À crítica às "sobrevivências africanas" soma-se agora uma visão que não diluiria as
especificidades raciais mas, pelo contrário, apostaria na superação do atraso,
precondição para a constituição política do povo brasileiro. Como afirma Guerreiro
Ramos:
"Desde que se define o negro como um ingrediente normal da população do país, como
povo brasileiro, carece de significação falar de problema do negro puramente
econômico, destacado do problema geral das classes desfavorecidas ou do pauperismo.
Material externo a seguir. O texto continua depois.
PR #13268, opened 2025-05-07
ZJIT: Temporarily revert path compression

tekknolagi:
For reasons I don't understand yet, this causes an issue when trying to
boot yjit-bench. Temporarily revert it.


maximecb (approved):

tekknolagi:
One guess I have right now is that the second `borrow_mut` in this PR (undone in favor of `find!`) is in the same scope as the other `find!` calls but I cannot repro this error locally :/

k0kubun (approved):

XrXr:
Yeah... very strange. I don't think it's second `borrow_mut` in this PR either because adding a bare `self.union_find.borrow_mut()` after it doesn't crash, indicating that the borrow guard dropped on the same line.

PR #13270, opened 2025-05-07
ZJIT: Quietly abort codegen if we don't have enough registers

tekknolagi:
This temporarily paves over the register allocator issue that allocates
basic block parameters from a small fixed list of physical registers.


tekknolagi:
I'd like to clean this up before landing but anyone is welcome to steal it and land something similar

PR #13274, opened 2025-05-08
Register the `envtbl` global variable

byroot:
As far as I can tell, this global isn't registered anywhere. It won't be collected because it's referenced in a constant, but I don't see anything that would keep that global variable up to date in case of compaction.


byroot:
Nevermind, `rb_define_const` does pin objects.

PR #13276, opened 2025-05-08
ZJIT: 2 rest param fixes

XrXr:
See each commit:

- **ZJIT: Fix rest parameter not parsed into a BB parameter**
- **ZJIT: Avoid using SendWithoutBlockDirect for rest param callees for now**

Reported by @rwstauner.


zjit/src/hir.rs
```diff
@@ -1067,8 +1068,12 @@ impl Function {
                             // TODO(max): Allow non-iseq; cache cme
                             self.push_insn_id(block, insn_id); continue;
                         }
-                        self.push_insn(block, Insn::PatchPoint(Invariant::MethodRedefined { klass, method: mid }));
                         let iseq = unsafe { get_def_iseq_ptr((*cme).def) };
+                        // Reject callees with a rest parameter
+                        if unsafe { get_iseq_flags_has_rest(iseq) } {
```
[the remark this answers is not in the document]
XrXr: Sounds good, I'll drop the second commit.

XrXr:
Related to the second commit: In the future, do we want to have separate opcodes or split `SendWithoutBlockDirect` into smaller parts for complex parameter passing logic? 
Of course we could do everything at the LIR layer in a more or less one pass manner like YJIT, but I get a sense that we want to feed it through the optimizer in a multiple-pass way.

zjit/src/hir.rs
```diff
@@ -3112,6 +3107,18 @@ mod opt_tests {
...
     }
 
+    #[test]
+    fn test_rest_param_get_bb_param() {
+        eval("
+            def rest(*array) = array
+        ");
+        assert_optimized_method_hir("rest", expect![[r#"
+            fn rest:
+            bb0(v0:BasicObject):
```
tekknolagi, line 3117: I wonder if we can (easily) add type information here. Is it always an exact Array?

zjit/src/hir.rs
```diff
@@ -1719,7 +1714,7 @@ pub fn iseq_to_hir(iseq: *const rb_iseq_t) -> Result<Function, ParseError> {
     let mut queue = std::collections::VecDeque::new();
     let mut entry_state = FrameState::new(iseq);
     for idx in 0..num_locals(iseq) {
-        if idx < num_lead_params(iseq) {
+        if idx < unsafe { get_iseq_body_param_size(iseq) }.as_usize() {
```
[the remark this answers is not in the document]
XrXr: Yes.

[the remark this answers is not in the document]
tekknolagi: Please add tests for those then

zjit/src/utils.rs
```diff
@@ -0,0 +1,60 @@
...
+    /// all unsgined types.
+    fn as_usize(self) -> usize {
+        self.into()
+    }
+}
+
+/// The `Into<u64>` Rust does not provide.
+/// Convert to u64 with assurance that the value is preserved.
+/// Currently, `usize::BITS == 64` holds for all platforms we support.
+pub(crate) trait IntoU64 {
```
k0kubun, line 51: This is already defined in `cast.rs`. Could you move other traits to that file as well? We tried to stop creating a file that anything could go into.

zjit/src/hir.rs
XrXr: 👍🏼 done in [90cfe46](https://github.com/ruby/ruby/pull/13276/commits/90cfe46e8cd3c96c93baf75d91505b0a27413335) 

(weird ripple: keyword rest is not always a HashExact since it could be nil when anonymous)

XrXr:
I just realized that all the tests this adds will conflict with #13277, since they just won't parse anymore 😐. Not sure what to do there.

tekknolagi:
I mean if this PR now correctly parses all of these parameter types into HIR, then this very much supersedes my PR!

zjit/src/hir.rs
```diff
@@ -3112,6 +3121,52 @@ mod opt_tests {
...
+
+        assert_optimized_method_hir("rest", expect![[r#"
+            fn rest:
+            bb0(v0:ArrayExact):
+              Return v0
+        "#]]);
+        // extra hidden param for number of specified keywords
+        assert_optimized_method_hir("kw", expect![[r#"
+            fn kw:
+            bb0(v0:BasicObject, v1:BasicObject):
```
tekknolagi, line 3143: I don't know that this hidden param with the count should be reified into a HIR register if it's not being manipulated by Ruby code

zjit/src/hir.rs
```diff
@@ -1719,7 +1728,7 @@ pub fn iseq_to_hir(iseq: *const rb_iseq_t) -> Result<Function, ParseError> {
     let mut queue = std::collections::VecDeque::new();
     let mut entry_state = FrameState::new(iseq);
     for idx in 0..num_locals(iseq) {
-        if idx < num_lead_params(iseq) {
+        if idx < unsafe { get_iseq_body_param_size(iseq) }.as_usize() {
```
tekknolagi, line 1731: Now that we apparently handle all cases (?) can you please add a comment explaining how different parameter types get turned into HIR? Positionals seem the most "obvious" but other stuff seems like it would take a logical leap

zjit/src/hir.rs
```diff
@@ -912,9 +913,23 @@ impl Function {
     fn infer_types(&mut self) {
         // Reset all types
         self.insn_types.fill(types::Empty);
-        for param in &self.blocks[self.entry_block.0].params {
+        let rest_param_idx = if !self.iseq.is_null() && unsafe { get_iseq_flags_has_rest(self.iseq) } {
```
tekknolagi, line 916: To avoid computing this every time we may want to store `param_types` on `Function` or something like that and copy that in instead

zjit/src/hir.rs
tekknolagi: oh boy

is this the `kw_bits` thing?

XrXr: Yep. At some point maybe DCE can also drop unused parameters?

XrXr:
> I mean if this PR now correctly parses all of these parameter types into HIR, then this very much supersedes my PR!

It panicks due to side exiting when calling into methods with a rest parameter, though, like the test case in https://github.com/ruby/ruby/commit/c72ccd91100b502b5560dfe0aaaafc8d47f6ed49. I'm also not sure why it's side exiting.

Problem for another PR.

zjit/src/hir.rs
tekknolagi: Perhaps!

zjit/src/hir.rs
XrXr: Sure, I tossed it in a `OnceCell`.

zjit/src/hir.rs
XrXr: I wrote one, but I'm not sure if it's the kind you're looking for. I think other than the hidden param for keyword params, the count is pretty much always the size of the comma separated parameter list in the source text.

Let me know if something is unclear.

zjit/src/hir.rs
```diff
@@ -912,9 +923,27 @@ impl Function {
...
+        });
+
+        // Fill parameter types
+        for (idx, param) in self.blocks[self.entry_block.0].params.iter().enumerate() {
             // We know that function parameters are BasicObject or some subclass
             self.insn_types[param.0] = types::BasicObject;
+
+            // Rest parameters are always ArrayExact
+            if let Ok(true) = c_int::try_from(idx).map(|idx| idx == rest_param_idx) {
+                self.insn_types[param.0] = types::ArrayExact;
```
tekknolagi, line 945: Can you store a `param_types` vec on `Function` instead of `rest_param_idx`? If you'd rather not do it in this PR I can stack a new commit.

tekknolagi: (& initialize in HIR builder, not OnceCell)

tekknolagi (approved):
Seems good to go +/- `param_types`

tekknolagi:
Yay! Thank you!

PR #13278, opened 2025-05-08
[DOC] ObjectSpace#each_object behavior in multi-Ractor mode

osyoyu:
This behavior of ObjectSpace#each_object has been around since Ruby 3.0 when Ractors were first introduced, but was never documented and has caused some amount of confusion:

https://bugs.ruby-lang.org/issues/17360
https://bugs.ruby-lang.org/issues/19387
https://bugs.ruby-lang.org/issues/21149

### DIFF
--- a/gc.c
+++ b/gc.c
@@ -1545,10 +1545,9 @@ os_obj_of(VALUE of)
  *     2.2250738585072e-308
  *     Total count: 7
  *
- *  Due to implementation limitations, this method will not yield
- *  Ractor-unshareable the process is in multi-Ractor mode (when
+ *  Due to a current known Ractor implementation issue, this method will not yield
+ *  Ractor-unshareable objects in multi-Ractor mode (when
  *  <code>Ractor.new</code> has been called within the process at least once).
- *  This behavior is not considered ideal.
  *  See https://bugs.ruby-lang.org/issues/19387 for more information.
  *
  *     a = 12345678987654321 # shareable
--- a/gc.c
+++ b/gc.c
@@ -1545,9 +1545,11 @@ os_obj_of(VALUE of)
  *     2.2250738585072e-308
  *     Total count: 7
  *
- *  When the process is in multi-Ractor mode (when <code>Ractor.new</code>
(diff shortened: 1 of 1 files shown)


gc.c
```diff
@@ -1582,6 +1582,17 @@ os_obj_of(VALUE of)
  *     2.2250738585072e-308
  *     Total count: 7
  *
+ *  When the process is in multi-Ractor mode (when <code>Ractor.new</code>
+ *  has been called within the process at least once), this method yields
+ *  Ractor-shareable objects only.
```
eregon, line 1587: I think we should clarify this is a bug (it's clearly incompatible), it just hasn't been solved yet.
And maybe link to one of these issues.

eregon: Also https://bugs.ruby-lang.org/issues/19387 is opened so it's not just "won't fix" and a known bug.

osyoyu: Understood. I made it clear that the current behavior is not ideal in 00bdbbaea8bdfa690a12cf78aad18d9c3f8cdb62. Does this look good to you?

gc.c
```diff
@@ -1545,6 +1545,19 @@ os_obj_of(VALUE of)
  *     2.2250738585072e-308
  *     Total count: 7
  *
+ *  Due to implementation limitations, this method will not yield
+ *  Ractor-unshareable the process is in multi-Ractor mode (when
+ *  <code>Ractor.new</code> has been called within the process at least once).
+ *  This behavior is not considered ideal.
+ *  See https://bugs.ruby-lang.org/issues/19387 for more information.
```
eregon, line 1552:
```suggestion
 *  Due to a current known Ractor implementation issue, this method will not yield
 *  Ractor-unshareable objects in multi-Ractor mode (when
 *  <code>Ractor.new</code> has been called within the process at least once).
 *  See https://bugs.ruby-lang.org/issues/19387 for more information.
```

eregon (approved):

osyoyu:
Thank you!

PR #13279, opened 2025-05-08
ZJIT: Fix a splitting condition for LHS

k0kubun:
This PR fixes a splitting logic in the x86_64 backend. I re-discovered this bug while writing a test case for side exits.

The `Opnd::Value` match arm added in https://github.com/Shopify/zjit/pull/38 was broken by the backend refactoring https://github.com/Shopify/zjit/pull/86 that removed the concept of `unmapped_opnd`, which had `Opnd::Value`. It now only deals with `Opnd::UImm` lowered from `Opnd::Value`, so the match arm should check for `Opnd::UImm`.

### DIFF
--- a/zjit/src/backend/x86_64/mod.rs
+++ b/zjit/src/backend/x86_64/mod.rs
@@ -183,7 +183,7 @@ impl Assembler
                                     *left = asm.load(*left);
                                 },
                                 // The first operand can't be an immediate value
-                                (Opnd::Value(_), _) => {
+                                (Opnd::UImm(_), _) => {
                                     *left = asm.load(*left);
                                 }
                                 _ => {}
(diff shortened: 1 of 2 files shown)


zjit/src/backend/x86_64/mod.rs
```diff
@@ -183,7 +183,7 @@ impl Assembler
                                     *left = asm.load(*left);
                                 },
                                 // The first operand can't be an immediate value
```
tekknolagi, line 185: What does this comment mean? It looks like now it *can* be an immediate? Or maybe I am totally misreading

k0kubun: There's no encoding where LHS is an immediate. This code turns such an immediate into a non-immediate by loading the immediate into a register.

XrXr (approved):

PR #13280, opened 2025-05-08
Fix `remove_instance_variable` on complex objects

byroot:
Introduced in: https://github.com/ruby/ruby/pull/13159

Now that there is no longer a unique TOO_COMPLEX shape with no children, checking `shape->type == TOO_COMPLEX` is incorrect.


jhawthorn (approved):
Looks like these are all the cases of the `== SHAPE_OBJ_TOO_COMPLEX` pattern 👍

PR #13282, opened 2025-05-08
YJIT: Split the block on optimized getlocal/setlocal

k0kubun:
This PR is a more generalized fix than https://github.com/ruby/ruby/pull/13245 to the problem the PR addressed.

It splits the block when getlocal or setlocal is optimized and thus needs to be invalidated when EP escapes. I'd like to still keep https://github.com/ruby/ruby/pull/13245 because send instructions are highly polymorphic, so it's generally nice to share the successor blocks.


yjit/src/codegen.rs
```diff
@@ -2536,6 +2541,11 @@ fn gen_setlocal_generic(
     }
 
     let (flags_opnd, local_opnd) = if level == 0 && jit.assume_no_ep_escape(asm) {
```
XrXr, line 2543: This seems like it would make 2 blocks with the ep escape assumption no? Before and after the defer_compilation(). I think only the newest block should assume the assumption.

k0kubun:
> No other message, and I haven't seen this symptom recently. Possibly uncovered by this change.

Addressing https://github.com/ruby/ruby/pull/13282#discussion_r2081660385 with https://github.com/ruby/ruby/pull/13282/commits/b4c207a0ed2e039793062952416cd1407b430e9c seems to have removed the symptom on this PR's CI.

Note that it has happened on master too:
https://github.com/ruby/ruby/actions/runs/14958270977/job/42016839015
http://ci.rvm.jp/results/trunk-yjit@ruby-sp2-noble-docker/5752983
maybe since namespace changes? Either way, the issue doesn't seem relevant to this PR.

PR #13287, opened 2025-05-09
bundle rbs-3.9.4 to fix test failure

soutaro:
<s>RBS 3.9.3 ships with updated test, which depends on `erb` instead of `set`.</s>

<s>rbs-3.9.3 is already in `bundled_gems`, but the test is failing because of `CGI`.
This PR skips the CGI tests in rbs test suite.</s>

Released rbs-3.9.4 to fix the failing tests.


hsbt (approved):

tool/rbs_skip_tests
```diff
@@ -72,3 +72,7 @@ test_iconv(JSONSingletonTest)
 # https://github.com/ruby/json/pull/774
 test_recurse_proc(JSONInstanceTest)
 test_recurse_proc(JSONSingletonTest)
+
+CGITest CGI is retired
+CGISingletonTest CGI is retired
+test_nph?(CGITest) skipping CGI doesn't work???
```
soutaro, line 78:
```suggestion
```

PR #50, opened 2016-06-15
[JENKINS-35690] tweak to LiveStatusIndicator

cliffmeyers:
* Rework LiveStatusIndicator to use ISO-8601 string for "startTime" rather than millis, to ensure stabler date arithmetic

@reviewbybees


i386:
LGTM

PR #51, opened 2016-06-15
Fix a couple of issues in PipelineGraph with duplicate node names

sophistifunk:
* Allow duplicate stage/node names in PipelineGraph
* Return id as well as name for onNodeClick
* Update stories

@reviewbybees


scherler:
as soon build went through :bee:

PR #52, opened 2016-06-15
Add expand-in transition to ModalView

kzantow:
A new style for the modal transition that makes me much happier.

@reviewbybees esp. @i386


i386:
LGTM

PR #53, opened 2016-06-15
Minor tweaks to ResultItem component

kzantow:
... to be styled a bit better and not hardcode the right-aligned text type as a duration.

image


kzantow:
@reviewbybees esp. @sophistifunk @i386

i386:
LGTM 💯

PR #56, opened 2016-06-16
feature/jenkins 35912 - improve status indicator to support "modal header" use case

cliffmeyers:
Related to issue # JENKINS-35912

Summary of changes:
* Enhance Live/StatusIndicator with a "noBackground" property that hides the circle and scales up glyph so it fills the box (to ease layout)
* Update the Pipeline Result to use the new indicator in this state
* Some margin and color tweaks
* Temporarily stripping out some Flow checking to fix numerous errors

### DIFF
--- a/src/js/components/status/LiveStatusIndicator.jsx
+++ b/src/js/components/status/LiveStatusIndicator.jsx
@@ -119,7 +119,7 @@ LiveStatusIndicator.propTypes = {
     percentage: number,
     width: string,
     height: string,
-    chromeless: bool,
+    noBackground: bool,
     startTime: string,
     estimatedDuration: number,
 };
--- a/src/js/components/status/LiveStatusIndicator.jsx
+++ b/src/js/components/status/LiveStatusIndicator.jsx
@@ -2,8 +2,6 @@ import React, {Component, PropTypes} from 'react';
 import moment from 'moment';
 import { StatusIndicator, decodeResultValue } from './StatusIndicator';
 
-const {bool, number, string} = PropTypes;
-
 /**
  * LiveStatusIndicator is a wrapper around StatusIndicator that allows
  * for an in-progress status to self update.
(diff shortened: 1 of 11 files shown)


cliffmeyers:
This one might be good to have @sophistifunk take a look.

src/js/components/status/LiveStatusIndicator.jsx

O negro é povo, no Brasil.[...] O negro no Brasil não é uma anedota, é um parâmetro da
realidade nacional" (Guerreiro Ramos, 1957, p. 157, ênfase no original).
NOTAS:
3. A primeira crítica de Guerreiro Ramos a Costa Pinto foi publicada antes de o livro
deste último, O Negro no Rio de Janeiro, completar um mês da publicação. O artigo
intitula-se "Sociologia Clínica de um Baiano ‘ Claro’ ", no qual o sociólogo ressalta a
necessidade de se estudar os aspectos patológicos que norteariam a conduta do branco
em relação ao negro. Embora não mencione textualmente Costa Pinto, este se constitui
em seu personagem central (Guerreiro Ramos, 1953a). A resposta de Costa Pinto viria
duas semanas depois, quando o professor de sociologia da FNFi afirma "que é preciso
não confundir duas coisas bem diferentes e que só podem ser misturadas por má-fé:
uma coisa é IDEOLOGIA RACIAL, outra coisa completamente distinta é o ESTUDO
CIENTÍFICO DE RELAÇÕES DE RAÇA. O leitor inteligente que tenha sobre o
assunto o mínimo de conhecimento necessário para se interessar pela leitura do livro e
dos artigos é capaz de compreender que a segunda é o métierprofissional do sociólogo e
que a primeira é o seu material. As duas atitudes, portanto, não se confundem e não
serei eu quem há de confundi-las" (Costa Pinto, 1954, p. 2, ênfases no original).
Guerreiro Ramos responde ao artigo de modo bastante agressivo, procurando
desqualificar o trabalho sociológico de Costa Pinto (Guerreiro Ramos, 1954a, p. 7).